A Reflection from Ed Chase

 Various roles at the MA Dept of Public Welfare (1983-1995) including Client Services, Housing Search Unit, Transitional Housing Demo Project, and at the Executive Office of Health and Human Services (1995 – 2001) including Emergency Shelter Grants and Continuum of Care Housing and Homeless Programs.

 I have hundreds of good memories of my years working with dedicated individuals within and outside state government, and organizations like Homes for Families and the Mass Coalition for the Homeless on solutions to family homelessness and supporting the family shelter network that provides safe and supportive housing and services to families in need. Here are a few of my random thoughts:

At different points in time, working inside the bureaucracy can prove difficult, sometimes just bizarre. I remember being deposed by Barbara Sard at the old GBLS offices for a landmark lawsuit when the building fire alarm went off, thankfully ending the deposition before I said too little or too much.

I believe the times when government agencies and the contracted providers (whether shelter or housing search or prevention) act respectfully as a team and not as adversaries, great things can be accomplished. This collaboration keeps the work focused on the important goals, not the time consuming and energy draining details some bureaucrats focus on. Outside forces like negative press, administration changes, or a budget crisis can stifle creativity and really challenges us to keep working productively. Does anyone remember Finders Fees and Holding Fees? Despite negative press stories, these ideas were managed with integrity and attained measurable results.

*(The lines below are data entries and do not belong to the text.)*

PR #18041, opened 2024-11-11
fix(combobox): controlled combobox clear

### LINKED ISSUE #18027: [Bug]: Controllled combobox fires onchange twice when input field is cleared
### Package

@carbon/react

### Browser

Chrome

### Package version

v1.70.0

### React version

_No response_

### Description

When I click the x in the combo box input field to clear the content, the onchange event is fired twice. The first time it fires with a selectedItem value of null which is expected. However then it fires again with a selectedItem value of the previous selection. It should not be called a 2nd time.
This is likely related to https://github.com/carbon-design-system/carbon/issues/17847 which was recently fixed.

### Reproduction/example

https://stackblitz.com/edit/github-k8ejla?file=src%2FApp.jsx&preset=node=

### Steps to reproduce

Run the slackblitz sample with devtools open so you can see the console logs.
Select an item on the ComboBox.
Click the x to clear the input field
Problem: The onChange function is called twice. You can see the debug log printed 2 times to the console with the different selectedItem values

Image

### Suggested Severity

None

### Application/PAL

IBM Cloud IAM-UI

### Code of Conduct

neuescodes:
Closes https://github.com/carbon-design-system/carbon/issues/18027

* update the way onChange is called in comboBox to prevent duplicate calls
* add unit test cases for controlled combobox managed by parent component
* fix console errors related to missing onChange prop from ComboBox.mdx
* fix console errors for components using WithLayer related to wrong proptypes
Screenshot 2024-11-14 at 11 15 19

#### Testing / Reviewing

- add log to [onChange in fullyControlled combobox in ComboBox.stories.js](https://github.com/Neues/carbon/blob/ef9f8b0418431d885f464effeff4ab98bbea78e8/packages/react/src/components/ComboBox/ComboBox.stories.js#L257)
- select different options to see onChange fires only once
- select the same option to see that onChange does not fire
- add log to onChange other ComboBox stories to ensure it is firing the appropriate amount of times
- verify console errors are no longer present


tay1orjones (approved):
LGTM, thanks for taking a second look at this!

guidari (approved):
Hey @Neues Thanks for opening that!
I'll close my [PR](https://github.com/carbon-design-system/carbon/pull/18048) that has a similar fix. I'll fix the format in this one, it is the same error I got.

When the number of homeless families was approaching an all time high in 1985 of maybe 500, we purchased 250 “707” (now MRVP) housing subsidies and almost overnight hired staff to issue them. Family shelter and search staff drove the families to the briefing at the old METHAP, and then placed these homeless families into permanent affordable housing, sometimes over the weekend. As the “707” line item account grew, but still significantly less than what is spent today probably on shelter alone, it came under scrutiny. Years later in a negative report on 707, my comment that 707 was successful because hundreds of families who were homeless were homeless no longer nor would they be in the future, was unfortunately in the minority.

There is also something to be said for youth and the energy and excitement that comes with the sense of mission and urgency. Whether it was staffing the hotline on Christmas Eve and calling a family shelter ready to accept a family, or organizing a toy drive and then delivering toys to the motels and shelters, or assisting at the Milner Hotel the morning after the fire (thankfully no families were hurt), young dedicated staff are a valuable asset. They also work long hours at less than desirable pay! I once had a boss in those days who told me to do something I cared about, have fun doing it and take care of those who work with and for you.

Thankfully, youth and energy turn into wisdom. I personally consider myself wiser now having been single with no children when this whole effort began. Persons of wisdom and compassion are real gifts to us all. This is a shout out to those dedicated family shelter directors and staff working away for 20, 25 or 30 years! I know many of you like Sr. Margaret Leonard as friends, and you should all be at the top the event’s Honor Role.

Although I now feel that Massachusetts is not the leader in the field it was 30 years ago, there is more expertise to support bigger picture goals. The Center for Social Policy led by the wise and energetic Donna Friedman along with congregate and scattered site family shelters are focused on housing production, education and real employment as integral parts of defeating homelessness.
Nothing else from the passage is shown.